The position therefore appears to be that the apparent statutory discretion under section 49 Taxes Management Act 1970 to permit notice of appeal be given out of time (which has been amended by the Order from the 1 April 2009) is in legal terms overlaid by the “extension of time” provisions of the Rules, which also came into force on 1 April 2009 and must be applied in accordance with the overriding objective set out in the Rules “.

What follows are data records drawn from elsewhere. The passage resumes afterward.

PR #1088, opened 2023-11-16
[HIP] Ifdef entry point introduced in HIP 5.6

hdelan:
`hipArray3DGetDescriptor` was introduced in HIP 5.6

### DIFF
--- a/source/adapters/hip/memory.cpp
+++ b/source/adapters/hip/memory.cpp
@@ -264,6 +264,9 @@ UR_APIEXPORT ur_result_t UR_APICALL urMemGetInfo(ur_mem_handle_t hMemory,
 
   switch (MemInfoType) {
   case UR_MEM_INFO_SIZE: {
+#if HIP_VERSION < 50600000
+    return UR_RESULT_ERROR_UNSUPPORTED_FEATURE;
+#else
     try {
       const auto MemVisitor = [](auto &&Mem) -> size_t {
         using T = std::decay_t<decltype(Mem)>;
@@ -274,12 +277,8 @@ UR_APIEXPORT ur_result_t UR_APICALL urMemGetInfo(ur_mem_handle_t hMemory,
           return AllocSize;
         } else if constexpr (std::is_same_v<T, SurfaceMem>) {
           HIP_ARRAY3D_DESCRIPTOR ArrayDescriptor;
-#if HIP_VERSION >= 50600000
           UR_CHECK_ERROR(
               hipArray3DGetDescriptor(&ArrayDescriptor, Mem.getArray()));
-#else
-          return UR_RESULT_ERROR_UNSUPPORTED_FEATURE;
-#endif
           const auto PixelSizeBytes =
               GetHipFormatPixelSize(ArrayDescriptor.Format) *
               ArrayDescriptor.NumChannels;
@@ -301,6 +300,7 @@ UR_APIEXPORT ur_result_t UR_APICALL urMemGetInfo(ur_mem_handle_t hMemory,
     } catch (...) {
       return UR_RESULT_ERROR_UNKNOWN;
     }
+#endif
   }
   case UR_MEM_INFO_CONTEXT: {
     return ReturnValue(hMemory->getContext());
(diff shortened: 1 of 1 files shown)


source/adapters/hip/memory.cpp
```diff
@@ -274,7 +274,12 @@ UR_APIEXPORT ur_result_t UR_APICALL urMemGetInfo(ur_mem_handle_t hMemory,
           return AllocSize;
         } else if constexpr (std::is_same_v<T, SurfaceMem>) {
           HIP_ARRAY3D_DESCRIPTOR ArrayDescriptor;
-          UR_CHECK_ERROR(hipArray3DGetDescriptor(&ArrayDescriptor, Mem.Array));
+#if HIP_VERSION_MAJOR >= 5 && HIP_VERSION_MINOR >= 6
```
alexbatashev, line 277: If I get it right, with this patch the feature will remain unavailable in 6.0. Isn't it better to use [HIP_VERSION](https://rocmdocs.amd.com/projects/HIP/en/develop/user_guide/faq.html#how-can-i-know-the-version-of-hip) macro instead?

hdelan: Yes you are correct. Have changed to `HIP_VERSION`

hdelan:
https://github.com/intel/llvm/pull/11963

JackAKirk (approved):

kbenzie (approved):

source/adapters/hip/memory.cpp
```diff
@@ -274,7 +274,12 @@ UR_APIEXPORT ur_result_t UR_APICALL urMemGetInfo(ur_mem_handle_t hMemory,
           return AllocSize;
         } else if constexpr (std::is_same_v<T, SurfaceMem>) {
           HIP_ARRAY3D_DESCRIPTOR ArrayDescriptor;
-          UR_CHECK_ERROR(hipArray3DGetDescriptor(&ArrayDescriptor, Mem.Array));
+#if HIP_VERSION >= 50600000
+          UR_CHECK_ERROR(
+              hipArray3DGetDescriptor(&ArrayDescriptor, Mem.getArray()));
+#else
+          return UR_RESULT_ERROR_UNSUPPORTED_FEATURE;
```
al42and, line 281: I don't think this `return` is correct. We're in a lambda function that's invoked via `const auto AllocSize = std::visit(MemVisitor, hMemory->Mem);` below. Instead of returning the error code from `urMemGetInfo`, we will assign it as a value to the `AllocSize`.

hdelan: Aha good spot thanks @al42and

hdelan: Change made

source/adapters/hip/memory.cpp
```diff
@@ -264,6 +264,9 @@ UR_APIEXPORT ur_result_t UR_APICALL urMemGetInfo(ur_mem_handle_t hMemory,
 
   switch (MemInfoType) {
   case UR_MEM_INFO_SIZE: {
+#if HIP_VERSION < 50600000
+    return UR_RESULT_ERROR_UNSUPPORTED_FEATURE;
```
al42and, line 268: But it's only broken for `SurfaceMem`; `BufferMem` should still work. This code, however, returns the error for both.

al42and: I think we should just `throw UR_RESULT_ERROR_UNSUPPORTED_FEATURE;` from `MemVisitor`, and then it will be caught and returned.

al42and:
Shall we also skip [`urMemGetInfoImageTest.Success` test](https://github.com/oneapi-src/unified-runtime/blob/41228d3010d48fee04483cd5a9252914d208e2a0/test/conformance/memory/urMemGetInfo.cpp#L81-L107), or is it better if it fails?

al42and (approved):

hdelan:
We have a fail list here https://github.com/oneapi-src/unified-runtime/blob/adapters/test/conformance/memory/memory_adapter_hip.match so it should be fine already since tests bail with Segmentation Fault before MemImage tests

kbenzie:
I'm going to include this in https://github.com/intel/llvm/pull/12004 since it addresses a compile error and should be merged ASAP.

PR #1089, opened 2023-11-16
[EXP][Command-Buffer] Add kernel command update

EwanC:
This change introduces a new API that allows the kernel commands of a command-buffer to be updated
with a new configuration. For example, modified arguments or ND-Range.

## API

The new API is defined in the following files and then source generated using scripts, so reviewers should look at:
* `scripts/core/EXP-COMMAND-BUFFER.rst`
* `scripts/core/exp-command-buffer.yml`

See [cl_khr_command_buffer_mutable_dispatch](https://registry.khronos.org/OpenCL/specs/3.0-unified/html/OpenCL_Ext.html#cl_khr_command_buffer_mutable_dispatch) as prior art. The differences between the proposed API and the above are:

* Only the append kernel entry-point returns a command handle. I imagine this will be changed in future to enable other commands to do update.
* USM,  buffer, and scalar arguments can be updated, there is not equivalent update struct for `urKernelSetArgLocal` or `urKernelSetArgSampler`
* There is no granularity of optional support for update, an implementer must either implement all the ways to update a kernel configuration, or none of them.
* Command-handles are reference counted in UR, and extend the lifetime of the parent command-buffer.

## Adapters

The CUDA adapter is the only adapter that currently implements this new feature, other adapters don't report support. This is because CUDA is already an adapter supported by UR command-buffers, and the CUDA API for updating nodes already exists as a non-optional feature.

Reviewers should review the changes in `source/adapters/cuda/` to evaluate this,

## CTS

CTS tests are written to verify implementation, as there is not yet a DPC++ feature with testing to stress the code path (see https://github.com/reble/llvm/pull/340 for how that feature could look).

A new test directory has been created to test the command-buffer experimental feature, `test/conformance/exp_command_buffer`, which contains tests to stress using the feature defined by this extension so that it has code coverage. Reviewers should look at the new tests added here, and new device kernels in `test/conformance/device_code` to evaluate these changes.

### DIFF
--- a/scripts/core/EXP-COMMAND-BUFFER.rst
+++ b/scripts/core/EXP-COMMAND-BUFFER.rst
@@ -57,15 +57,19 @@ returned list of supported extensions.
     ${x}DeviceGetInfo(hDevice, ${X}_DEVICE_INFO_EXTENSIONS, 0, nullptr,
                     &returnedSize);
 
-    // Retrieve extension string 
+    // Retrieve extension string
     std::unique_ptr<char[]> returnedExtensions(new char[returnedSize]);
-    ${x}DeviceGetInfo(hDevice, ${X}_DEVICE_INFO_EXTENSIONS, returnedSize, 
+    ${x}DeviceGetInfo(hDevice, ${X}_DEVICE_INFO_EXTENSIONS, returnedSize,
                       returnedExtensions.get(), nullptr);
-    
+
     std::string_view ExtensionsString(returnedExtensions.get());
-    bool CmdBufferSupport = 
+    bool CmdBufferSupport =
         ExtensionsString.find(${X}_COMMAND_BUFFER_EXTENSION_STRING_EXP)
             != std::string::npos;
+
+.. note::
+    The ${X}_DEVICE_INFO_COMMAND_BUFFER_SUPPORT_EXP device info query exists to
+    serve the same purpose as ${X}_COMMAND_BUFFER_EXTENSION_STRING_EXP.
 
 Command-Buffer Creation
 --------------------------------------------------------------------------------
@@ -73,8 +77,9 @@ Command-Buffer Creation
 Command-Buffers are tied to a specific ${x}_context_handle_t and
 ${x}_device_handle_t. ${x}CommandBufferCreateExp optionally takes a descriptor
 to provide additional properties for how the command-buffer should be
-constructed. There are currently no unique members defined for
-${x}_exp_command_buffer_desc_t, however they may be added in the future.
+constructed. The only unique member defined in ${x}_exp_command_buffer_desc_t
+is ``isUpdatable``, which should be set to ``true`` to support :ref:`updating
+command-buffer commands`.
 
 Command-buffers are reference counted and can be retained and released by
 calling ${x}CommandBufferRetainExp and ${x}CommandBufferReleaseExp respectively.
@@ -88,6 +93,11 @@ enqueue functions in the Core API in terms of their command-specific parameters.
 However, they differ in that they take a command-buffer handle instead of a
 queue handle, and the dependencies and return parameters are sync-points instead
 of event handles.
+
+The entry-point for appending a kernel launch command also returns an optional
+handle to the command being appended. This handle can be used to update the
+command configuration between command-buffer executions, see the section on
+:ref:`updating command-buffer commands`.
 
 Currently only the following commands are supported:
 
@@ -103,9 +113,9 @@ Currently only the following commands are supported:
 * ${x}CommandBufferAppendMemBufferFillExp
 * ${x}CommandBufferAppendUSMPrefetchExp
 * ${x}CommandBufferAppendUSMAdviseExp
-  
+
 It is planned to eventually support any command type from the Core API which can
-actually be appended to the equiavalent adapter native constructs.
+actually be appended to the equivalent adapter native constructs.
 
 Sync-Points
 --------------------------------------------------------------------------------
@@ -122,15 +132,15 @@ were obtained from.
     // Append a memcpy with no sync-point dependencies
     ${x}_exp_command_buffer_sync_point_t syncPoint;
 
-    ${x}CommandBufferAppendUSMMemcpyExp(hCommandBuffer, pDst, pSrc, size, 0, 
+    ${x}CommandBufferAppendUSMMemcpyExp(hCommandBuffer, pDst, pSrc, size, 0,
                                         nullptr, &syncPoint);
-    
+
     // Append a kernel launch with syncPoint as a dependency, ignore returned
     // sync-point
-    ${x}CommandBufferAppendKernelLaunchExp(hCommandBuffer, hKernel, workDim, 
-                                           pGlobalWorkOffset, pGlobalWorkSize, 
-                                           pLocalWorkSize, 1, &syncPoint, 
-                                           nullptr);
+    ${x}CommandBufferAppendKernelLaunchExp(hCommandBuffer, hKernel, workDim,
+                                           pGlobalWorkOffset, pGlobalWorkSize,
+                                           pLocalWorkSize, 1, &syncPoint,
+                                           nullptr, nullptr);
 
 Enqueueing Command-Buffers
 --------------------------------------------------------------------------------
@@ -147,6 +157,82 @@ enqueued or executed simultaneously, and submissions may be serialized.
     ${x}CommandBufferEnqueueExp(hCommandBuffer, hQueue, 0, nullptr,
                               &executionEvent);
 
+Updating Command-Buffer Commands
+--------------------------------------------------------------------------------
+
+An adapter implementing the command-buffer experimental feature can optionally
+support updating the configuration of kernel commands recorded to a
+command-buffer. Support for this is reported by returning true in the
+${X}_DEVICE_INFO_COMMAND_BUFFER_UPDATE_SUPPORT_EXP query.
+
+Updating kernel commands is done by passing the new kernel configuration
+to ${x}CommandBufferUpdateKernelLaunchExp along with the command handle of
+the kernel command to update. Configurations that can be changed are the
+parameters to the kernel and the execution ND-Range.
+
+.. parsed-literal::
+
+    // Create a command-buffer with update enabled.
+    ${x}_exp_command_buffer_desc_t desc {
+      ${X}_STRUCTURE_TYPE_EXP_COMMAND_BUFFER_DESC,
+      nullptr,
+      true // isUpdatable
+    };
+    ${x}_exp_command_buffer_handle_t hCommandBuffer;
+    ${x}CommandBufferCreateExp(hContext, hDevice, &desc, &hCommandBuffer);
+
+    // Append a kernel command which has two buffer parameters, an input
+    // and an output.
+    ${x}_exp_command_buffer_command_handle_t hCommand;
+    ${x}CommandBufferAppendKernelLaunchExp(hCommandBuffer, hKernel, workDim,
+                                           pGlobalWorkOffset, pGlobalWorkSize,
+                                           pLocalWorkSize, 0, nullptr,
+                                           nullptr, &hCommand);
+
+    // Close the command-buffer before updating
+    ${x}CommandBufferFinalizeExp(hCommandBuffer);
+
+    // Define kernel argument at index 0 to be a new input buffer object
+    ${x}_exp_command_buffer_update_memobj_arg_desc_t newInputArg {
+        UR_STRUCTURE_TYPE_EXP_COMMAND_BUFFER_UPDATE_MEMOBJ_ARG_DESC, // stype
+        nullptr, // pNext
+        0, // argIndex
+        nullptr, // pProperties
+        newInputBuffer, // hNewMemObjArg
+    };
+
+    // Define kernel argument at index 1 to be a new output buffer object
+    ${x}_exp_command_buffer_update_memobj_arg_desc_t newOutputArg {
+        UR_STRUCTURE_TYPE_EXP_COMMAND_BUFFER_UPDATE_MEMOBJ_ARG_DESC, // stype
+        nullptr, // pNext
+        1, // argIndex
+        nullptr, // pProperties
+        newOutputBuffer, // hNewMemObjArg
+    };
+
+    // Define the new configuration of the kernel command
+    ${x}_exp_command_buffer_update_memobj_arg_desc_t updatedArgs[2] = {newInputArg, newOutputArg};
+    ${x}_exp_command_buffer_update_kernel_launch_desc_t update {
+        UR_STRUCTURE_TYPE_EXP_COMMAND_BUFFER_UPDATE_KERNEL_LAUNCH_DESC, // stype
+        nullptr, // pNext
+        2, // numNewMemobjArgs
+        0, // numNewPointerArgs
+        0, // numNewValueArgs
+        0, // numNewExecInfos
+        0, // newWorkDim
+        new_args, // pNewMemObjArgList
+        nullptr, // pNewPointerArgList
+        nullptr, // pNewValueArgList
+        nullptr, // pNewExecInfoList
+        nullptr, // pNewGlobalWorkOffset
+        nullptr, // pNewGlobalWorkSize
+        nullptr, // pNewLocalWorkSize
+    };
+
+    // Perform the update
+    ${x}CommandBufferUpdateKernelLaunchExp(hCommand, &update);
+
+
 API
 --------------------------------------------------------------------------------
 
@@ -156,12 +242,21 @@ Macros
 
 Enums
 ~~~~~~~~~~~~~~~~~~~~~~~~~~~~~~~~~~~~~~~~~~~~~~~~~~~~~~~~~~~~~~~~~~~~~~~~~~~~~~~~
+* ${x}_device_info_t
+    * ${X}_DEVICE_INFO_COMMAND_BUFFER_SUPPORT_EXP
+    * ${X}_DEVICE_INFO_COMMAND_BUFFER_UPDATE_SUPPORT_EXP
 * ${x}_result_t
     * ${X}_RESULT_ERROR_INVALID_COMMAND_BUFFER_EXP
     * ${X}_RESULT_ERROR_INVALID_COMMAND_BUFFER_SYNC_POINT_EXP
     * ${X}_RESULT_ERROR_INVALID_COMMAND_BUFFER_SYNC_POINT_WAIT_LIST_EXP
+    * ${X}_RESULT_ERROR_INVALID_COMMAND_BUFFER_COMMAND_HANDLE_EXP
 * ${x}_structure_type_t
     * ${X}_STRUCTURE_TYPE_EXP_COMMAND_BUFFER_DESC
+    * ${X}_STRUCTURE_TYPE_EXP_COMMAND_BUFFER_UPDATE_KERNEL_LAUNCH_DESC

We propose to adopt Judge Poole’s approach that the Tribunal’s discretion in permitting the present appeal to proceed “out of time” is to be applied purely in line with its obligations under Rule 2 dealing with the case “fairly and justly”. In doing so, it has taken into account:
(1) the guidance given in the case of Ogedegbe
(2) The factors listed in Rule 2 (2)
(3) The fact that the rules at the time when the decisions were first appealable would have required the appellant to show a reasonable excuse for the delay in appealing and no unreasonable delay in bringing the appeal after the excuse ceased.
The decision
7. We have considered the law and the facts and have decided that permission for the appeal to be heard out of time will not be granted. Mr Hussain told us that there were only 4 members of his family who had lent him money. We consider that a company, of the size of this one, ought to have been able to find sufficient assistance to deal with the enquiry. Properly kept books of the accounts would readily have identified the amount of the loans and who had made them. We do not accept that the death of his cousin and the difficulties with HSBC Bank in 2008 were sufficiently debilitating, or complicated, to justify no action being taken in this matter until August 2010. The Company decided to ignore requests for information even when penalties were raised for their failure to do so. Such action does not help their cause now when seeking fairness and justice. Nor do we think it helps the Company’s case that they eventually were able to prove that the majority of the money provided by Mrs Begum was in fact one of those loans. There has to be finality in all tax matters and an assessment raised in 2008 should stand when the taxpayer has chosen not to assist HMRC throughout their enquiry. The tax system could not function if a taxpayer was able to re-open an assessment, to which he or she took exception, at any time after the tax liability had been determined. It is appreciated that, as a result of the confirmation that a loan was provided by Mrs Begum, the tax liability would have been reduced. That in itself is not a ground for this Tribunal to grant permission to hear the appeal out of time. It is our view that the information should have been made available at the appropriate time and the Company is author of its own misfortune. We also understand that HMRC had not raised any further penalties arising from the Company’s lack of co-operation during the enquiry. We consider that it would not have been unreasonable for them to do so. We therefore refuse permission to appeal the assessment
8. This document contains full findings of fact and reasons for the decision. Any party dissatisfied with this decision has a right to apply for permission to appeal against it pursuant to Rule 39 of the Tribunal Procedure (First-tier Tribunal) (Tax Chamber) Rules 2009. The application must be received by this Tribunal not later than 56 days after this decision is sent to that party. The parties are referred to “Guidance to accompany a Decision from the First-tier Tribunal (Tax Chamber)” which accompanies and forms part of this decision notice.